I recently read a great little story in the New York Times Magazine that was about Data. I believe Jake Halpern is going to release a book on this according to this amazon page. Now from what I can tell, the story is about the industry of data. I spent a few years on the outside of this looking in, and in a way I guess I spent more than a decade in Data.

Data trading is an interesting industry in which you would assume that you would find structure.
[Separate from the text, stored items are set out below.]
PR #8578, opened 2020-03-23
Add __dataclass_fields__ and __attrs_attrs__ to dataclasses

### LINKED ISSUE #6568: Recognizing wrapped classes as supporting a Protocol
```python
from typing import Dict

@dataclass
class A:
    pass

class IsDataclass(Protocol):
    __dataclass_fields__: Dict

def dataclass_only(x: IsDataclass):
    pass

dataclass_only(A())
```
When running mypy on this code, I'd expect no warning, but I get 

> test.py:16: error: Argument 1 to "dataclass_only" has incompatible type "A"; expected "IsDataclass". 

While checking for `__dataclass_fields__` might not look like the best thing to go for, it's what `dataclasses.is_dataclass` checks for as well, so this seems like the most reliable condition right now.

I'd assume it happens because the dataclass-wrapper adds this attribute, and mypy only checks the class definition itself. Can this be fixed?

tkukushkin:
Fixes #6568.


mypy/plugins/attrs.py
```diff
@@ -656,6 +658,20 @@ def _add_init(ctx: 'mypy.plugin.ClassDefContext', attributes: List[Attribute],
     adder.add_method('__init__', args, NoneType())
 
 
+def _add_attrs_magic_attribute(ctx: 'mypy.plugin.ClassDefContext') -> None:
+    attr_name = '__attrs_attrs__'
+    attr_type = ctx.api.named_type('__builtins__.tuple', [
+        ctx.api.named_type('attr.Attribute'),
```
tkukushkin: @ilevkivskyi `ctx.api.named_type` is for builtin types, but what i should use instead of it?

ilevkivskyi: It is not for builtin types, it is for types that are guaranteed to be present (i.e. loaded).

tkukushkin: @ilevkivskyi, and how to ensure that `attr.Attribute` is loaded? Or maybe need to use `Any` if it is not loaded?

ilevkivskyi: They should be loaded, because the `attr` module must be analyzed if this plugin is called. The tests fail because they run with partial stubs, not the real ones, see for example https://github.com/python/mypy/blob/master/test-data/unit/lib-stub/attr.pyi, `Attribute` is not present there.

Also the latter is generic, so I would explicitly add a type argument here (even if it is `Any`).

mypy/plugins/dataclasses.py
```diff
@@ -361,6 +363,21 @@ def _freeze(self, attributes: List[DataclassAttribute]) -> None:
                 var._fullname = info.fullname + '.' + var.name
                 info.names[var.name] = SymbolTableNode(MDEF, var)
 
+    def _add_dataclass_fields_magic_attribute(self) -> None:
+        attr_name = '__dataclass_fields__'
+        dataclass_field_type = self._ctx.api.named_type('dataclasses.Field')
```
ilevkivskyi: Same comment here.

mypy/plugins/attrs.py
tkukushkin: > They should be loaded, because the attr module must be analyzed if this plugin is called.

I have a problem with different styles of import of `attr`.

This example works fine:
```python
import attr

@attr.s
class Foo:
    pass

class AttrsProtocol(Protocol):
    __attrs_attrs__: Tuple[attr.Attribute, ...]

def foo(x: AttrsProtocol) -> None:
    pass

foo(Foo())
```
But if I change import to:
```python
from attr import attrs, Attribute

@attrs
class Foo:
    pass
```
I get exception:
```
  File "/Users/tkukushkin/Projects/mypy/mypy/plugins/attrs.py", line 664, in _add_attrs_magic_attribute
    ctx.api.named_type('attr.Attribute'),
  File "/Users/tkukushkin/Projects/mypy/mypy/semanal.py", line 4143, in named_type
    assert sym, "Internal error: attempted to construct unknown type"
AssertionError: Internal error: attempted to construct unknown type
```
Some tests fail because of this.

> The tests fail because they run with partial stubs, not the real ones, see for example https://github.com/python/mypy/blob/master/test-data/unit/lib-stub/attr.pyi, `Attribute` is not present there.

Yes, I already added `Attribute` to stub, but not pushed yet.

ilevkivskyi: Well, I just looked at the code of `named_type()` and it is horrible, it uses `lookup_qualified()` (which is just a normal symbol lookup following Python name resolution rules) so I wonder how it ever worked. You can try using `named_type_or_none()` instead, that one looks reasonable.

Another option is to actually fix `named_type()`, but it may be not the best task as a first contribution.

tkukushkin:
@ilevkivskyi Thanks for your suggestions. `named_type_or_none` works fine, but `ClassDefContext.api` has type `SemanticAnalyzerPluginInterface` which hasn't member `named_type_or_none`. Should I add this method to interface? 

And second question: how do you recommend to fix tests `testNarrowingParentWithEnumsBasic` and `testNarrowingParentWithIsInstanceBasic`. They use `fixtures/tuple.pyi` and `fixtures/isinstance.pyi` respectively. These partial stubs don't contain `dict`, which I use in `_add_dataclass_fields_magic_attribute`. Should I create special partial stubs for this tests? Or may be need to extend existing stubs by simple dict definition (`class dict(Generic[_KT, _VT]): pass`)?

test-data/unit/check-dataclasses.test
```diff
@@ -390,9 +389,10 @@ app1 = Application("example-1", 5)
 app2 = Application("example-2", 5)
 app1 == app2
 app1 != app2
-app1 == None  # E: Unsupported operand types for == ("Application" and "None")
+app1 == None
+reveal_type(app1.__eq__)  # N: Revealed type is 'def (builtins.object) -> builtins.bool'
```
tkukushkin: @ilevkivskyi maybe this test is not valid. Possible it passes on master because of incomplete `object` definition in fixtures/list.pyi stub, in dataclasses.pyi `object` has `__eq__` and `__ne__` methods.

Example:
```python

@dataclass
class A:
    pass

reveal_type(A.__eq__)
```
On latest version of mypy output is:
```
test.py:7: note: Revealed type is 'def (builtins.object, builtins.object) -> builtins.bool'
```
Maybe this code doesn't work: https://github.com/python/mypy/blob/master/mypy/plugins/dataclasses.py#L127
And I don't understand, why `__eq__` has this type: `(self: T, other: T) -> bool`. Maybe need to create new issue for this?

ilevkivskyi:
@tkukushkin Thanks for updates! Here are answers to your questions:

> Should I add this method to interface?

I think it would make sense to add it.
> Should I create special partial stubs for this tests, or split these tests on several small tests with different objects, or extend existing stubs by simple dict definition

I think creating dedicated partial stubs (fixtures) is fine.
> maybe this test is not valid.

Good catch! Yeah, I think this test passes because of bad partial stubs. In real stubs `object` always has `__eq__()` so the code you linked is wrong, it should read `info.names.get('__eq__') is None` instead of `info.get('__eq__') is None` (to avoid MRO lookup and only check current class).

You can open a separate issue/PR for this.

tkukushkin:
Fixed `__eq__` in #8642

mypy/plugin.py
```diff
@@ -252,6 +252,13 @@ def named_type(self, qualified_name: str, args: Optional[List[Type]] = None) ->
         """Construct an instance of a builtin type with given type arguments."""
         raise NotImplementedError
 
+    @abstractmethod
+    def named_type_or_none(self,
+                           qualified_name: str,
+                           args: Optional[List[Type]] = None) -> Optional[Instance]:
+        """Construct an instance of a builtin type with given type arguments."""
```
JelleZijlstra, line 259: Docstring is the name as `named_type`, can you say what's different about this method?

mypy/plugins/attrs.py
```diff
@@ -709,6 +711,22 @@ def _add_init(ctx: 'mypy.plugin.ClassDefContext', attributes: List[Attribute],
     adder.add_method('__init__', args, NoneType())
 
 
+def _add_attrs_magic_attribute(ctx: 'mypy.plugin.ClassDefContext') -> None:
+    attr_name = '__attrs_attrs__'
+    any_type = AnyType(TypeOfAny.explicit)
+    attribute_type = ctx.api.named_type_or_none('attr.Attribute', [any_type]) or any_type
+    var = Var(name=attr_name, type=ctx.api.named_type('__builtins__.tuple', [
```
JelleZijlstra, line 718: Looks like this generates `Tuple[attr.Attribute[Any], ...]`. Since you know what the fields are, shouldn't it be possible to generate the precise type for each attribute?

JelleZijlstra (changes requested):
A few small comments, and CI is currently failing.

mypy/plugin.py
tkukushkin: I'm afraid I myself do not know what the difference between these methods is, @ilevkivskyi advised (https://github.com/python/mypy/pull/8578#discussion_r399578066) to use `named_type_or_none` and I had to add it to `SemanticAnalyzerPluginInterface`.

mypy/plugins/attrs.py
tkukushkin: Maybe it is possible, but I don’t think that it is necessary to solve the original problem. It can be implemented later in another MR without breaking changes.

mypy/plugin.py
EdwardLarson: suggest docstring:

```
"""Construct an instance of a type with given type arguments, or None if a type could not be constructed for the qualified type name. This is possible when the qualified name includes a module name and the module has not been imported."""
```
From looking through the code it seems `named_type_or_none` is useful when `qualified_name` is NOT a built-in type. Things like `typing._TypedDict`, `abc.ABCMeta`, etc. whereas `named_type` is almost exclusively used for `__builtins__.*` or `builtins.*` (the one exception is `m.Signal`). So my assumption is that `named_type_or_none` is useful when the qualified type name is includes a module name which may not be known. This matches with the reason why `named_type_or_none` was added to `SemanticAnalyzerPluginInterface` in this PR in the first place - exception when importing as `from attr import attrs, Attribute` but not when `import attrs` and referring to `attrs.Attribute`.

However since I am not an expert on mypy internals, and the `named_type_or_none` method does not have a docstring in `SemanticAnalyzerInterface` I'm afraid I'm rather underqualified to make the docstring and can't be certain about my interpretations.

mypy/plugins/attrs.py
EdwardLarson: Does it generate `Tuple[attr.Attribute[Any], ...]` or `Tuple[attr.Attribute[Any]]`? I don't see how the difference is specified in the mypy API, though there obviously is a difference and mypy does handle ellipses. 

Anyway, I believe the precise attribute types could be generate by changing the following lines:
```
308: _add_attrs_magic_attribute(ctx, [node.type for attr in attributes])
714: def _add_attrs_magic_attribute(ctx: 'mypy.plugin.ClassDefContext', raw_attr_types: 'List[mypy.types.Type]') -> None:
718: attribute_types = [attr_type if attr_type is not None else any_type for attr_type in raw_attr_types]
719: var = Var(name=attr_name, type=ctx.api.named_type('__builtins__.tuple', attribute_types))
```

Sort of sloppy formatting but hopefully gets the picture across. The checks for `ctx.api.final_iteration` and `ctx.api.defer` calls are completed by the time the call to `_add_attrs_magic_attribute`, so it looks safe to check for `None` and substitute `any_type` at that point.

tkukushkin: @EdwardLarson I changed the method to generate the exact types for the attributes. Thank you for your help.

test-data/unit/foo.py
```diff
@@ -0,0 +1,22 @@
+from typing import Tuple
```
JelleZijlstra, line 1: Is this a stray file?

JelleZijlstra (changes requested):
Looks good apart from the stray file

test-data/unit/foo.py
tkukushkin: Oh, sorry, deleted.

JelleZijlstra (approved):
Thanks! I'll merge once CI passes (if I don't, feel free to remind me).

eviltwin:
I really don't want to be "that guy" and ask when this will see a release... but do you have published release cadences? This has been merged for a month now and the last release was in June. I'm not trying to phrase this in an "omg what's the hold up?" kind of way - I totally get that other things can be blocking the release.

It's just that I happened across an issue this morning whilst consuming [djangorestframework-dataclasses](https://github.com/oxan/djangorestframework-dataclasses) that would be solved by this feature, so I'm a little itchy to see it released :)

JukkaL:
@eviltwin Tracking issue for the next release: #11158

Tinche:
@tkukushkin Thanks a lot for this, I think this work is going to be very valuable going forward and I can close my failed attempt at https://github.com/python/mypy/pull/10467. How difficult would it be to have `attr.fields(A)` actually return `A.__attrs_attrs__`? That API is much nicer than the dunder (although the dunder should stay for protocol checking etc).

tkukushkin:
@Tinche I spent some time and got such a proof of concept:

```python
class AttrsFieldsPlugin(Plugin):

    def get_function_signature_hook(self, fullname: str) -> Optional[Callable[[FunctionSigContext], FunctionLike]]:
        if fullname == 'attr.fields':
            return self._attrs_fiels_hook
        return None

    def _attrs_fiels_hook(self, context: FunctionSigContext) -> FunctionLike:
        return CallableType(
            arg_types=[AnyType(TypeOfAny.explicit)],
            arg_kinds=[ArgKind.ARG_POS],
            arg_names=['cls'],
            ret_type=context.args[0][0].node.names['__attrs_attrs__'].type,
            fallback=context.api.named_type('builtins.function'),
        )
```

Unfortunately, I don't have time to finalize this solution (need to correct the type of the function argument and deal with the situation when not attrs class passed to the `attrs.fields`)

I also understand attrs.fields returns named tuple, in this solution the function returns regular tuple, and I'm not sure if there is a way to fix that.

Tinche:
@tkukushkin 

Hello again! Thanks for looking into this.

I think `fields` doesn't need to be handled by the plugin at all. I've created a PR for attrs adding a protocol and making fields work out of the box: https://github.com/python-attrs/attrs/pull/890

The problem isn't fields, but as you said the fact the plugin generates tuples instead of namedtuples for `__attrs_attrs__`. So the Mypy plugin needs to be improved to generate a namedtuple subclass for each attrs class it sees and assign that to `__attrs_attrs__`. I will attempt this but since I'm not super knowledgeable about Mypy would appreciate pointers ;)

In any case, thanks for getting us this far.

tkukushkin:
@Tinche I looked at your pull request – beautiful solution, didn't think of that. But yes, I don't really know how to make `__attrs_attrs__` become namedtuple :-(.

What I can tell you is that the 'Data world' lacks structure in almost all ways. When reading the article I was thinking about structured vs unstructured data that individuals trade in. For example, lets take a persons' identity for a second. Here is an example of unstructured data:

  • Name (Casing is nOt SeNsiTiVe iS It?)
  • Address: How many ways can you have an address? Think about how may developers have created developments with the strangest of addresses?
  • Date of Birth: Pretty Standard and Straight Forward
  • Phone Number: Something with a ton of entropy right?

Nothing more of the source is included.